§ EXERCISE INSTRUCTIONS: Below are entries; tally how many lines hold the string "stdin" and answer with only that figure.

★ ★ ★ ★ ★ ★ ★

PR #734, opened 2017-03-07
Fix nil pointer panic in ParseCSRPEM 

cyli:
Currently `ParseCSRPEM` will panic if the CSR bytes to be parsed cannot be decoded as a valid PEM block.  This adds a check to ensure that the block is valid before passing the DER bytes to `x509.ParseCertificateRequest`.

### DIFF
--- a/helpers/helpers.go
+++ b/helpers/helpers.go
@@ -450,8 +450,10 @@ func ParseCSR(in []byte) (csr *x509.CertificateRequest, rest []byte, err error) 
 // locally.
 func ParseCSRPEM(csrPEM []byte) (*x509.CertificateRequest, error) {
 	block, _ := pem.Decode([]byte(csrPEM))
-	der := block.Bytes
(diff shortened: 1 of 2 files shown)


helpers/helpers.go
```diff
@@ -449,8 +449,11 @@ func ParseCSR(in []byte) (csr *x509.CertificateRequest, rest []byte, err error)
 // It does not check the signature. This is useful for dumping data from a CSR
 // locally.
 func ParseCSRPEM(csrPEM []byte) (*x509.CertificateRequest, error) {
+	var der []byte
 	block, _ := pem.Decode([]byte(csrPEM))
-	der := block.Bytes
```
lziest: more elegant way is that check block and throw error immediately, instead of relying on CSR parsing to catch the empty input.

lziest:
won't wait for the snail-speed OSX CI env

cyli:
Thanks!

lziest:
Thank you!

PR #736, opened 2017-03-13
Verify delegated & CA signed OCSP correctly

vanbroup:
Only check the OCSP response signature from the issuer when no delegated signing certificate is included in the response. When a delegated OCSP signing certificate is present verify this is issued by the same CA.

### DIFF
--- a/revoke/revoke.go
+++ b/revoke/revoke.go
@@ -239,15 +239,12 @@ func certIsRevokedOCSP(leaf *x509.Certificate, strict bool) (revoked, ok bool) {
 	}
 
 	for _, server := range ocspURLs {
-		resp, err := sendOCSPRequest(server, ocspRequest, issuer)
+		resp, err := sendOCSPRequest(server, ocspRequest, leaf, issuer)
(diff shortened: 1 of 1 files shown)


lziest:
lgtm, but please rebase on top of the master.

vanbroup:
@lziest, done

kisom:
@vanbroup I've fixed our tests on master; can you rebase?

vanbroup:
When resp.Certificarte is present it should contain a delegated signing certificate (not the issuer, you should already have that). When it doesn't contain a delegated signing certificate the response should not be delegated and be signed by the issuer directly. 

I started thinking why ParseResponseForCert in "golang.org/x/crypto/ocsp" would not already verify the signature. After verification I concluded that it does already verify the signature. I think it makes more sense to remove the OCSP signature verification from CFSSL as it has no value to do it twice.

https://github.com/golang/crypto/blob/master/ocsp/ocsp.go#L524

lziest:
Much appreciated.

PR #737, opened 2017-03-13
Update checkout path for staticcheck.

kisom:
This fixes the build errors from #736; this is due to staticcheck moving repos.


kisom:
It looks like the latest updates to staticcheck break with Go < 1.8.

lziest:
ok, I agree we should drop Mac CI env.

Issue #735, opened 2017-03-09
Pass the CA and key to sign or gencert as text rather than files?


deitch:
Normally, the way to generate a cert is something like:

```
cfssl gencert -ca ca-cert.pem -ca-key ca-key.pem csr.json
```

Is there any way to pass it in a command-line, e.g.

```
-ca-material lots-of-text-here ...
```

Specifically, I am thinking of scenarios in which access to the filesystem is constrained, or we don't want to write the files out, everything in the docker cfssl/cfssl container (without volume mounts), etc.

gebi:
Something like this would be awesome, though i'd prefer to put e.g the CA key into the process environment.

Our usecase would be certificate creation from ansible and the CA key is ansible-vault encrypted.

deitch:
Yeah, I am all for passing it into the environment. Either way, as long as we can pass the key material as data and not just a file.

kisom:
There isn't a way to do this right now, no; it's not something we're likely to prioritise working on here right now because it's not how we're using it (generally for something similar, we write out files to a tmpfs). That being said, we're happy to review PRs. 

One approach might be to support a similar construct to that used in the [auth package](https://github.com/cloudflare/cfssl/blob/master/auth/auth.go#L50), such as prefixing an environment variable with "env:".

Reading from standard input is trickier, because there are multiple items that you might want to read from stdin (keys, config files with API keys, etc) and it becomes an issue of figuring out what order things need to be in and what's expected to come in.

deitch:
> Reading from standard input is trickier, because there are multiple items that you might want to read from stdin (keys, config files with API keys, etc) and it becomes an issue of figuring out what order things need to be in and what's expected to come in.

Yeah, that's true. Of course cfssl already _outputs_ several things that way by using json, so that could be a valid way to _input_ things.

kisom:
It could --- we'd just need to figure out what that looks like and how it'd work.

tkellen:
Hi all!

It looks like some functionality was implemented around this. Was a new version incorporating these changes released?

tkellen:
PS: If support for this is in the source tree and just waiting on someone to do a release I'd be happy to tackle that with a bit of guidance.

kisom:
I believe there is support for this in the tree, we have a few things to close out before our next release.

PR #750, opened 2017-04-16
Add support for passing CA data to gencert from environment (#735)

sfurman3:


sfurman3:
@lziest @kisom The Travis CI test failed only for go 1.6 (on os x). Is it possible that running the tests again might fix this?

helpers/helpers.go
```diff
@@ -620,3 +622,27 @@ func SCTListFromOCSPResponse(response *ocsp.Response) ([]ct.SignedCertificateTim
 	}
 	return *sctList, err
 }
+
+// ReadDERBytes reads a []byte either from a file or an environment variable.
+// If valFile has a prefix of 'env:', the []byte is read from the environment
+// using the subsequent name. If the prefix is 'file:' the []byte is read from
+// the subsequent file. If no prefix is provided, valFile is assumed to be a
+// file path.
+func ReadDERBytes(valFile string) ([]byte, error) {
```
lziest: can it be named as ReadBytes?

cli/gencert/gencert.go
```diff
@@ -31,6 +31,8 @@ Usage of gencert:
 
 Arguments:
         CSRJSON:    JSON file containing the request, use '-' for reading JSON from stdin
+	cert:	    file or environment variable containing the CA certificate -- use '[file:]fname' or 'env:varname'
```
lziest: update the helper text here https://github.com/cloudflare/cfssl/blob/master/cli/config.go#L78 (and line 79 too)
and then we don't need to specify this at `gencert` because it will be available to all cil command that uses `ca` and `ca-key`

lziest:
In general looks good to me.

lziest:
LGTM, @kisom would you share your though on this?

PR #770, opened 2017-05-19
Strip leading slash from OCSP request if present

rolandshoemaker:
Fixes certain issues we've seen in the wild. Based on the ASN.1 structure of OCSP requests we should never see a valid request that starts with a slash.


lziest:
LGTM

PR #428, opened 2017-11-22
Call fixer periodically

ckhatri:
As per @boldninja suggestion. The idea is that we only update the conversion rates if it's around 4pm, or it's been greater than a day since the stored value was saved. Otherwise we just use the stored value since the conversion rates for the api haven't changed.


j-a-m-l:
@ckhatri Could you resolve the conflicts? They're related to your other PR (https://github.com/ArkEcosystem/ark-desktop/pull/427)

ckhatri:
Ye I'll get that done within a day!

client/app/src/services/network.service.js
```diff
@@ -354,25 +354,83 @@
...
+      storageService.setGlobal('peerCurrencies', prices)
+      deferred.resolve(prices)
       return deferred.promise
     }
 
+    // Updates the currency conversion rates IF necessary
+    // Necessary if it isn't stored, or if the stored value is too old
+    function updateCurrencyConversionRates (peer) {
+      if (storageService.getGlobal('conversionRates') !== undefined) {
+        var priceObj = storageService.getGlobal('conversionRates')
```
spresnal: We should probably utilize 'let' instead of 'var' unless there is a specific use case that doesn't allow it

alexbarnsley:
Apologies for the delay @ckhatri - I think it may be worth looking into @spresnal's suggestion, and maybe simplifying the process of checking if we're past 4pm (CET) of the day. I think the `checkToUpdateConversionRates` may not quite work as expected (because storedHour and currHour should both above 16, if I've understood correctly. 

https://stackoverflow.com/a/23620607 - maybe that sort of thing will help?

ckhatri:
Yup! Will look into it.

ckhatri:
Closing for #452

PR #435, opened 2017-12-04
Add confirmation to warn user of the cost of second passphrase

ckhatri:
Some people on the subreddit were mentioning there wasn't any popup or information about how creating a second passphrase costs ark. This toast warning message should popup and warn them how much it'll cost!

### DIFF
--- a/client/app/config/config.js
+++ b/client/app/config/config.js
@@ -1,7 +1,7 @@
 module.exports = {
   notice: {
     logFile: false,
-    level: 1,
+    level: 2,
     defaultHideDelay: 5000
   }
 }
--- a/client/app/config/config.js
+++ b/client/app/config/config.js
@@ -1,7 +1,7 @@
 module.exports = {
   notice: {
     logFile: false,
-    level: 2,
+    level: 1,
     defaultHideDelay: 5000
   }
 }
--- a/.gitignore
+++ b/.gitignore
@@ -1,4 +1,5 @@
 node_modules
+*.un~
 *.zip
 Ark\ Client-*
 .tags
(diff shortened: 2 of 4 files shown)


client/app/config/config.js
```diff
@@ -1,7 +1,7 @@
 module.exports = {
   notice: {
     logFile: false,
-    level: 1,
+    level: 2,
```
j-a-m-l: Why this change?

ckhatri: The main reason for that change is because every time we send a toast message some message types are shown to the user such as error, success, but others are supposed to be logged only such as log and debug. I believe warning should be shown to the user, not logged?

Currently it does

if (type > self.loggingType) {
        self.logToFile(message, typeName)
        return
      }

j-a-m-l: Yes, a confirmation would be a new intermediate screen after clicking "NEXT" on the same window, or a pop-up with "I agree" or something similar.

ckhatri: Added an alert that shows before. They must click OK before the secondPassphrase starts.

The toast message is also there still.

j-a-m-l: Good work.

I'd remove the toast message because toast notices should be a way to reflect the end of an action on the background, an error, etc. In this case, is unnecessary and it could even be distracting.

Apart from that, the only change I'd do is using different texts:
"Are you sure?" => "Second passphrase fee"
"WARNING! Second passphrase creation costs ' + secondPhraseArkVal + '  '+ currency +'.'"
"CREATE" => "CONTINUE"

j-a-m-l: BTW @ckhatri What do you think about https://github.com/ArkEcosystem/ark-desktop/issues/431 ?

ckhatri: Should I keep the changes to the levels though? Since we do want toast warnings to be shown not logged? Or should I revert that back?

Agreed with the changes, I'll get those done soon.

j-a-m-l: I'd remove entirely the toast message and I'd revert the notice configuration to level 1.

ckhatri: I got rid of the toast message and reverted the notice!

j-a-m-l:
+5 Good work!

PR #436, opened 2017-12-04
Update nl.po

stevenhuijgens:
- More uniform texts,
- Improved translations

Multiple texts do not seem to be translated, e.g.: Settings > 'Currency', 'Play sound when receiving transactions?', 'Refresh accounts automatically?'. Also: 'Export account'.


boldninja:
We are using this to translate : http://osjc1wl.oneskyapp.com/collaboration/project?id=95031

stevenhuijgens:
@boldninja It seems like the texts are finalized, therefore I cannot suggest any improvements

★ ★ ★ ★ ★ ★ ★

§ REPLY TO THE EXERCISE: 3